### Aim of the exercise
Copy all of the records below verbatim.
(Supplied records begins)
PR #4608, opened 2026-08-22
fix(rotation): fail over high-volume agents after metered exhaustion

hanthor:
## Problem\n\nHigh-volume agents are currently forbidden from every subscription provider. When their current prepaid/metered provider (for example DeepSeek) is positively measured exhausted, all alternatives are rejected and the agent strands/pauses instead of failing over.\n\n## Fix\n\nKeep the normal high-volume subscription guard, but waive it narrowly when the **current provider is metered and a successful probe reports it unavailable**. This enables a DeepSeek agent to rotate to a positively measured healthy Codex/Claude/Agy fallback. Probe errors remain fail-open; subscription-to-subscription exhaustion still retains the guard.\n\n## Test\n\nAdds a 300s-cadence DeepSeek/litellm -> Codex regression test.\n\nVerified with `TMPDIR=/mnt/HC_Volume_106441607/containers-james/go-test-tmp go test ./pkg/rotation`.

### DIFF
--- a/src/pkg/rotation/rotation.go
+++ b/src/pkg/rotation/rotation.go
@@ -386,8 +386,10 @@ func (m *Manager) NextBackend(agentName, currentBackend string) string {
 	return m.nextBackend(agentName, currentBackend, 0)
 }
 
-// NextBackendForCadence is NextBackend with the agent's cadence applied, so
-// high-volume agents are never offered a subscription provider.
+// NextBackendForCadence is NextBackend with the agent's cadence applied.
+// High-volume agents avoid subscription providers during normal operation, but
+// may use one as an availability failover when their current metered provider
+// is positively measured exhausted.
 func (m *Manager) NextBackendForCadence(agentName, currentBackend string, cadenceS int) string {
 	return m.nextBackend(agentName, currentBackend, cadenceS)
 }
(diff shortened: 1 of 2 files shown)


clubanderson:
Reviewed against the actual rotation code and the runRotationCheck eval loop (rebased onto current v4 as 50dfa742 — clean):

- Failover triggers ONLY on positively measured metered exhaustion: `ProbeErr == nil && !Available` on the CURRENT provider — probe errors stay fail-open and never rotate (matches Exhausted()/ShouldRotate semantics; transient 429s don't feed headroom, balance probes do).
- No thrash: the eval loop only rotates idle agents whose current provider is exhausted, so a failed-over agent stays put until its new provider is itself positively exhausted — implicit hysteresis; it returns to the metered provider once recovered (subscription guard reapplies since the then-current provider isn't metered).
- Invariants preserved: never lands on probe-error/unavailable targets (candidate filter untouched); the pre-existing high-volume subscription guard still strands when the current provider is subscription-class (TestManager_HighVolumeCadence unchanged and passing).
- `go test -race -cover ./pkg/rotation/`: pass, 97.7% coverage. gofmt clean. DCO signed-off.

Minor non-blocking note: when failover is allowed, candidates still rank purely by PctRemaining, so a subscription target can outrank an available metered alternative; with today's single-metered config this is moot — worth revisiting if a second metered provider is added.

/lgtm
/approve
(Supplied records ends)
### Solution to the problem
PR #4608, opened 2026-08-22
fix(rotation): fail over high-volume agents after metered exhaustion

hanthor:
## Problem\n\nHigh-volume agents are currently forbidden from every subscription provider. When their current prepaid/metered provider (for example DeepSeek) is positively measured exhausted, all alternatives are rejected and the agent strands/pauses instead of failing over.\n\n## Fix\n\nKeep the normal high-volume subscription guard, but waive it narrowly when the **current provider is metered and a successful probe reports it unavailable**. This enables a DeepSeek agent to rotate to a positively measured healthy Codex/Claude/Agy fallback. Probe errors remain fail-open; subscription-to-subscription exhaustion still retains the guard.\n\n## Test\n\nAdds a 300s-cadence DeepSeek/litellm -> Codex regression test.\n\nVerified with `TMPDIR=/mnt/HC_Volume_106441607/containers-james/go-test-tmp go test ./pkg/rotation`.

### DIFF
--- a/src/pkg/rotation/rotation.go
+++ b/src/pkg/rotation/rotation.go
@@ -386,8 +386,10 @@ func (m *Manager) NextBackend(agentName, currentBackend string) string {
 	return m.nextBackend(agentName, currentBackend, 0)
 }
 
-// NextBackendForCadence is NextBackend with the agent's cadence applied, so
-// high-volume agents are never offered a subscription provider.
+// NextBackendForCadence is NextBackend with the agent's cadence applied.
+// High-volume agents avoid subscription providers during normal operation, but
+// may use one as an availability failover when their current metered provider
+// is positively measured exhausted.
 func (m *Manager) NextBackendForCadence(agentName, currentBackend string, cadenceS int) string {
 	return m.nextBackend(agentName, currentBackend, cadenceS)
 }
(diff shortened: 1 of 2 files shown)


clubanderson:
Reviewed against the actual rotation code and the runRotationCheck eval loop (rebased onto current v4 as 50dfa742 — clean):

- Failover triggers ONLY on positively measured metered exhaustion: `ProbeErr == nil && !Available` on the CURRENT provider — probe errors stay fail-open and never rotate (matches Exhausted()/ShouldRotate semantics; transient 429s don't feed headroom, balance probes do).
- No thrash: the eval loop only rotates idle agents whose current provider is exhausted, so a failed-over agent stays put until its new provider is itself positively exhausted — implicit hysteresis; it returns to the metered provider once recovered (subscription guard reapplies since the then-current provider isn't metered).
- Invariants preserved: never lands on probe-error/unavailable targets (candidate filter untouched); the pre-existing high-volume subscription guard still strands when the current provider is subscription-class (TestManager_HighVolumeCadence unchanged and passing).
- `go test -race -cover ./pkg/rotation/`: pass, 97.7% coverage. gofmt clean. DCO signed-off.

Minor non-blocking note: when failover is allowed, candidates still rank purely by PctRemaining, so a subscription target can outrank an available metered alternative; with today's single-metered config this is moot — worth revisiting if a second metered provider is added.

/lgtm
/approve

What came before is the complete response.